Exercise requirements: Each line in the listing below that contains "closing" should be returned.
········
PR #10999, opened 2019-12-20
Add media upload completion processor

mkevins:
Fixes https://github.com/wordpress-mobile/gutenberg-mobile/issues/1629

### Description

This PR is the Android implementation of a new processor which can handle media upload completion events while the Gutenberg editor is closed.

This uses a "hybrid approach", with both RegEx, and the jsoup html parser to parse and splice the post content and update local media ids and urls for various cases. This addresses some of the limitations of the previous approach.

This approach borrows from the previous approach, and also the approach used for iOS: https://github.com/wordpress-mobile/WordPress-iOS/pull/13032.

#### Possible improvements for future iterations:

The implementation in this PR can be improved (and DRYed up) by using a JSON parser to handle the block header contents in a more general way.

#### Note:

The HTML parser used in this implementation has two modes with slightly different serialization outputs. However, post content I've encountered in my tests conforms strictly to neither:

Content source|self-closing-tags|boolean-attributes
-|-|-
`html` mode|``|`checked`
`xml` mode|``|`checked=""`
Post content|``|`checked`

I don't foresee this being a problem, but it's worth keeping in mind while writing any new tests.

### Tests

Parts of this implementation make extensive use of RegEx patterns, which can be difficult to read. I've added javadocs in many areas to mitigate that. Also, I've added a suite of unit tests to cover many scenarios.

#### Copied from the @SergioEstevao 's iOS PR:

It handles 3 possible scenarios for galleries, that depend of the link to value:
 - none: there is no `a` element is in the gallery and we just have img
 - media:  we have a `a` element and it points to the full url of the img
 - attachment: we have a 'a' element and it should point to the attachment page for media. I noticed that the moment the gallery block is not inserting the `a` element because the `link` field for media is not defined. Fixing this should be done on the main gallery block PR because we will need to start to send the link information for image/media to the JS/React side. This will need to change to the bridge code and in the main apps to retrieve that information.

#### To test:
 - Create a new post using Gutenberg
 - Add a gallery block with some images
 - While the images are still uploading press publish
 - Wait outside the editor for the post to be published
 - Open the post again
 - Check that the gallery block is working
 - Switch to HTML mode and see if the link and id are pointing to the server/remote values.

Also, please test this same flow for image and media-text blocks.

#### Video block

This PR may address some of the issues described here: https://github.com/wordpress-mobile/gutenberg-mobile/issues/1512, but this needs further testing.

PR submission checklist:


pinarol:
I started testing this one.

I come across with the below problem while the editor starts so I tested with latest develop on gutenberg-mobile

screenshot_20200106_190832_org wordpress android beta_

So it would be good to update this PR to show latest develop on gutenberg-mobile.

Other than that, here are some problems I noticed:

- [ ] 1. It is allowing to choose only 1 image at a time from device library. I can't choose multiple.
- [ ] 2. I get this crash in the following scenario:
   - Start to upload an image
   - Close/Reopen post when the upload is still in progress
   - Tap on the image
This crash is seen:

screenshot_20200106_192949_org wordpress android beta_

We can address the second issue on a separate issue if that will complicate things. But it would be good to address the first one since it is preventing to test this PR properly.

pinarol:
In addition to that, I realized a trouble with media text:

- Add a media text block
- Start uploading an image
- Close post, wait until upload is finished
- Open post
Result: Media Text tries to show a video and when I tap "play" the browser opens showing the uploaded image, so media-text mistakens the mediaType as video. The result html:

```
<!-- wp:media-text {"mediaId":1058,"mediaType":"video","isStackedOnMobile":false,"className":"is-stacked-on-mobile"} -->
<div class="wp-block-media-text alignwide is-stacked-on-mobile"><figure class="wp-block-media-text__media"><video controls src="https://pinarspremiumtestsite123443.files.wordpress.com/2020/01/img_20200106_192814-8.jpg"></video></figure><div class="wp-block-media-text__content"><!-- wp:paragraph -->
<p></p>
<!-- /wp:paragraph --></div></div>
<!-- /wp:media-text -->
```

pinarol:
Not urgent but it would be good to add a new mapping to [mapping.json here](https://github.com/wordpress-mobile/test-cases/tree/master/config) for the new processor in this PR. We added it for iOS already and mapped **gutenberg/gallery-upload-processor.md**.

mkevins:
Hi @pinarol :wave: :smiley: , thanks for testing this PR!

> I come across with the below problem while the editor starts so I tested with latest develop on gutenberg-mobile
> 
> So it would be good to update this PR to show latest develop on gutenberg-mobile.

Good idea! I've updated the gutenberg-mobile reference in this PR to bring the fix for this issue: https://github.com/wordpress-mobile/gutenberg-mobile/issues/1703

I was unable to reproduce the other issues you described (testing on Pixel 3a - Android 10). Can you tell me what device / etc. you tested with? If it was an emulator, maybe I can find a way to reproduce the issues.

> * [ ]  1. It is allowing to choose only 1 image at a time from device library. I can't choose multiple.

For this one, I wonder did you try long-pressing the image to initiate multi-select? A single tap will select only that one image, even if multi-select is enabled.

> * [ ]  2. I get this crash in the following scenario:
>   
>   * Start to upload an image
>   * Close/Reopen post when the upload is still in progress
>   * Tap on the image
>     This crash is seen:

I remember encountering that red screen at one point while developing, but was unable to reproduce it. I tried the steps you listed, and that didn't reproduce it either. I wonder if it can be reproduced after clearing the gradle cache and doing a `yarn clean:install`, and rebuilding?

I was also unable to reproduce this one:

> In addition to that, I realized a trouble with media text:
> 
> * Add a media text block
> * Start uploading an image
> * Close post, wait until upload is finished
> * Open post
>   Result: Media Text tries to show a video and when I tap "play" the browser opens showing the uploaded image, so media-text mistakens the mediaType as video.

That is definitely strange behavior. Can you tell me which method was used to upload the image? Selecting from device, I was unable to reproduce this, but perhaps this only happens in a specific case somehow?



> Not urgent but it would be good to add a new mapping to [mapping.json here](https://github.com/wordpress-mobile/test-cases/tree/master/config) for the new processor in this PR. We added it for iOS already and mapped **gutenberg/gallery-upload-processor.md**.

Will do, thanks for the suggestion, and for already handling it for iOS!

pinarol:
I am testing on real device Huawei P20 lite with Android 9

> For this one, I wonder did you try long-pressing the image to initiate multi-select? A single tap will select only that one image, even if multi-select is enabled.

I didn't know I needed to long press, is that a common thing on Android? I am able to multi select now.

----------

> I remember encountering that red screen at one point while developing, but was unable to reproduce it. I tried the steps you listed, and that didn't reproduce it either. I wonder if it can be reproduced after clearing the gradle cache and doing a yarn clean:install, and rebuilding?

I tried `yarn clean:install` and `yarn clean:start` but I can still repro the issue, maybe this screen capture would help: https://drive.google.com/file/d/1tYVSqW_1AGWG34rflWuEfYXwsfRcR7Bd/view?usp=sharing 
Maybe you should try with a rather big file to have a long enough time to close/reopen the post while the upload is still in progress?
I also invited you into my test site so that you can try with the same site.
---------
About the media-text issue, I can repro that on develop either. So I opened a [new issue](https://github.com/wordpress-mobile/gutenberg-mobile/issues/1753). 

----------

I noticed another weird behaviour about gallery, and this looks

- [ ] Gallery becomes invalid if I change column count before closing the post

Steps:
- add a gallery block
- start media upload with multiple images 
- change column count
- close post
- wait until uploads complete
- open post (result post I used: https://wordpress.com/block-editor/post/pinarspremiumtestsite123443.wordpress.com/1105)

This validation error occurs:

screenshot_20200107_114725_org559759793227872246

pinarol:
I understood what's going on with media-text and opened a [new PR ](https://github.com/wordpress-mobile/gutenberg-mobile/pull/1756)to fix that, added you as reviewer @mkevins

pinarol:
I tried again but I couldn't repro ` - [ ] Gallery becomes invalid if I change column count before closing the post.` I don't know what is going on. 

I tested below cases and they all worked well:

- [x] Gallery block - Close post with an ongoing image upload - [steps](https://github.com/wordpress-mobile/test-cases/blob/master/test-cases/gutenberg/gallery.md#tc002)
- [x] Video block - Close post with an ongoing video upload - [steps](https://github.com/wordpress-mobile/test-cases/blob/master/test-cases/gutenberg/video.md#tc005)	
- [x] Media Text block - Close post with an ongoing video upload - [steps](https://github.com/wordpress-mobile/test-cases/blob/master/test-cases/gutenberg/media-text.md#tc004-v)
- [x] Image block - Close post with an ongoing image upload - [steps](https://github.com/wordpress-mobile/test-cases/blob/master/test-cases/gutenberg/image.md#tc005)
- [x] Media Text block - Close post with an ongoing image upload - [steps](https://github.com/wordpress-mobile/test-cases/blob/master/test-cases/gutenberg/media-text.md#tc004-i)
- [x] Media Text block - Change media text order during upload and close the post - [steps](https://github.com/wordpress-mobile/test-cases/blob/master/test-cases/gutenberg/media-text.md#tc005-i)

(Copied the test items from test suites [here](https://github.com/wordpress-mobile/test-cases/tree/master/test-suites/gutenberg))


This PR is fixing [this issue](https://github.com/wordpress-mobile/gutenberg-mobile/issues/1512) as well.

The only problem left is the "java.lang.String cannot be cast to java.lang.Double" crash. I am OK with doing that on another PR but the root cause needs to be figured before shipping Gallery upload feature to live. 

I quickly went over the code and it looked OK to me but I'll leave code review part to @marecar3 since this is Android.

Thanks for all the effort @mkevins this looks good to me.

WordPress/src/main/java/org/wordpress/android/ui/posts/MediaUploadCompletionProcessor.java
```diff
@@ -0,0 +1,371 @@
...
+import org.wordpress.android.util.helpers.MediaFile;
+
+import java.util.ArrayList;
+import java.util.regex.Matcher;
+import java.util.regex.Pattern;
+
+import static org.wordpress.android.ui.posts.MediaUploadCompletionProcessorPatterns.PATTERN_BLOCK;
+import static org.wordpress.android.ui.posts.MediaUploadCompletionProcessorPatterns.PATTERN_GALLERY_LINK_TO;
+
+public class MediaUploadCompletionProcessor {
```
pinarol: On the second look, I think this file is too big and it'll get bigger in time as we add new blocks that require the same kind of processing. Can we maybe extract out processors that belong to different blocks? 

What I mean is instead of having: processImageBlock, processVideoBlock, processMediaTextBlock, processGalleryBlock all here we could do sth like:

```
//in a different file
interface BlockProcessor {
  process(String block)
}

//in a different file
class ImageBlockProcessor implements BlockProcessor {
    process(String block) {
       ....
    }
}

//in a different file
class VideoBlockProcessor implements BlockProcessor {
    process(String block) {
       ....
    }
}
```

Same with MediaTextBlockBlockProcessor, GalleryBlock etc.

We can even go one step further and define a BlockProcessorFactory that will return the needed processor based on the type, like:

```
class BlockProcessorFactory {

 private ImageBlockProcessor imageProcessor;
 private VideoBlockProcessor imageProcessor
 ...
 public BlockProcessor getProcessor(BlockType type) {
    switch blockType {
      case IMAGE:
         return imageProcessor;
     case VIDEO:
        return videoProcessor;
      ....
    }
 }
}

```
and then processBlock becomes:

    private String processBlock(String block) {
        BlockType type = Helpers.detectBlockType(block);
        blockProcessorFactory.getProcessor(type).process(block);
     }

WordPress/src/test/java/org/wordpress/android/ui/posts/PostUtilsUploadProcessingTest.kt
```diff
@@ -0,0 +1,98 @@
...
+
+@RunWith(MockitoJUnitRunner::class)
+class PostUtilsUploadProcessingTest {
+    private val siteUrl = "https://wordpress.org"
+    private val remoteImageUrl = "https://wordpress.org/gutenberg/files/2018/07/Screenshot-1-1.png"
+    private val remoteVideoUrl = "https://videos.files.wordpress.com/qeJFeNa2/macintosh-plus-floral-shoppe-02-e383aae382b5e38395e383a9e383b3e382af420-e78fbee4bba3e381aee382b3e383b3e38394e383a5e383bc-1_hd.mp4"
+    private val localMediaId = "112"
+    private val remoteMediaId = "97629"
+    private val attachmentPageUrl = "https://wordpress.org?p=97629"
+    private val oldImageBlock = """<!-- wp:image {"id":112,"align":"full"} -->
```
pinarol: Could you also add test cases where id is not the first attribute. Because there's no guarantee that id will be the first attribute. For example in media-text block, when we place the media at right and the text on left id becomes the second attribute. So I think we should add this case for all blocks.

WordPress/src/main/java/org/wordpress/android/ui/posts/MediaUploadCompletionProcessorPatterns.java
```diff
@@ -0,0 +1,214 @@
...
+         * @return A {@link Pattern} with the following capture groups:
+         *
+         * <ol>
+         *     <li>Block header before id</li>
+         *     <li>localId</li>
+         *     <li>Block header after id</li>
+         *     <li>Block contents</li>
+         *     <li>Block closing comment and any following characters</li>
+         * </ol>
+         */
```
pinarol: independent of the previous comment, there's some duplication here, both on comments and function implementations. Can we reduce this?

first thing that pops into my head: Instead of different getXXXBlockPattern functions maybe we can do this:

```

 public static Pattern getPattern(String localId, MediaBlockType type) {
   return Pattern.compile(String.format(getTemplate(type), localId), Pattern.DOTALL);
 }

String getTemplate(MediaBlockType type) {
  // switch type...
}

```

WordPress/src/main/java/org/wordpress/android/ui/posts/MediaUploadCompletionProcessorPatterns.java
```diff
@@ -0,0 +1,214 @@
+package org.wordpress.android.ui.posts;
+
+import org.apache.commons.lang3.StringUtils;
+
+import java.util.Arrays;
+import java.util.regex.Matcher;
+import java.util.regex.Pattern;
+
```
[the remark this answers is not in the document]
pinarol: If this sounds like an overkill at this point we can consider separating Helpers to a separate file I think.

marecar3:
Hey, @mkevins great job here.
I have tests all scenarios from issue:  https://github.com/wordpress-mobile/gutenberg-mobile/issues/1512
and it seems that this PR has fixed both of them 🎉

WordPress/src/main/java/org/wordpress/android/ui/posts/MediaUploadCompletionProcessor.java
mkevins: Good suggestion! I've updated the PR after extracting the different processors, and implementing the factory pattern.

WordPress/src/test/java/org/wordpress/android/ui/posts/PostUtilsUploadProcessingTest.kt
mkevins: Indeed! I've added test cases for all blocks. It turns out, image was the only one failing this assertion, because the regex had a typo (now fixed). :smiley:

WordPress/src/main/java/org/wordpress/android/ui/posts/MediaUploadCompletionProcessorPatterns.java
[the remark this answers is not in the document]
mkevins: I've extracted these as well, placing them closer to the implementations where they are used and eliminated the inner Helpers class.

WordPress/src/main/java/org/wordpress/android/ui/posts/MediaUploadCompletionProcessorPatterns.java
mkevins: > there's some duplication here, both on comments and function implementations. Can we reduce this?

Absolutely! I've refactored this to DRY up the pattern usage, moving most of the logic to the parent (abstract) `BlockProcessor` class.

pinarol:
What happened here, wpmobilebot has been very productive :) . Is there any way to detect these errors in local? or maybe autocorrect?

mkevins:
> What happened here, wpmobilebot has been very productive :) . Is there any way to detect these errors in local? or maybe autocorrect?

Indeed :joy: I was trying to reproduce the checkstyle errors locally with `./gradlew lint` instead of `./gradlew ktlint` :man_facepalming: (not sure why Android Studio didn't show the errors). Anyway, got the proper ktlint-disable comments now, so this is ready for another pass.

WordPress/src/test/java/org/wordpress/android/ui/posts/PostUtilsUploadProcessingTest.kt
pinarol: wow, so it did help to add some new test cases. I am super happy we have unittests!

mkevins: Me too! Very helpful to have them, especially with regex changes.

mkevins:
Thanks for reviewing and testing again Pinar :smiley: . I'll open an issue for the crash mentioned, and investigate to find a solution.

mkevins:
Also, thanks @marecar3 for reviewing and testing this one. :+1:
········
Exercise solution:
Content source|self-closing-tags|boolean-attributes
- [ ] Gallery becomes invalid if I change column count before closing the post
I tried again but I couldn't repro ` - [ ] Gallery becomes invalid if I change column count before closing the post.` I don't know what is going on. 
+         *     <li>Block closing comment and any following characters</li>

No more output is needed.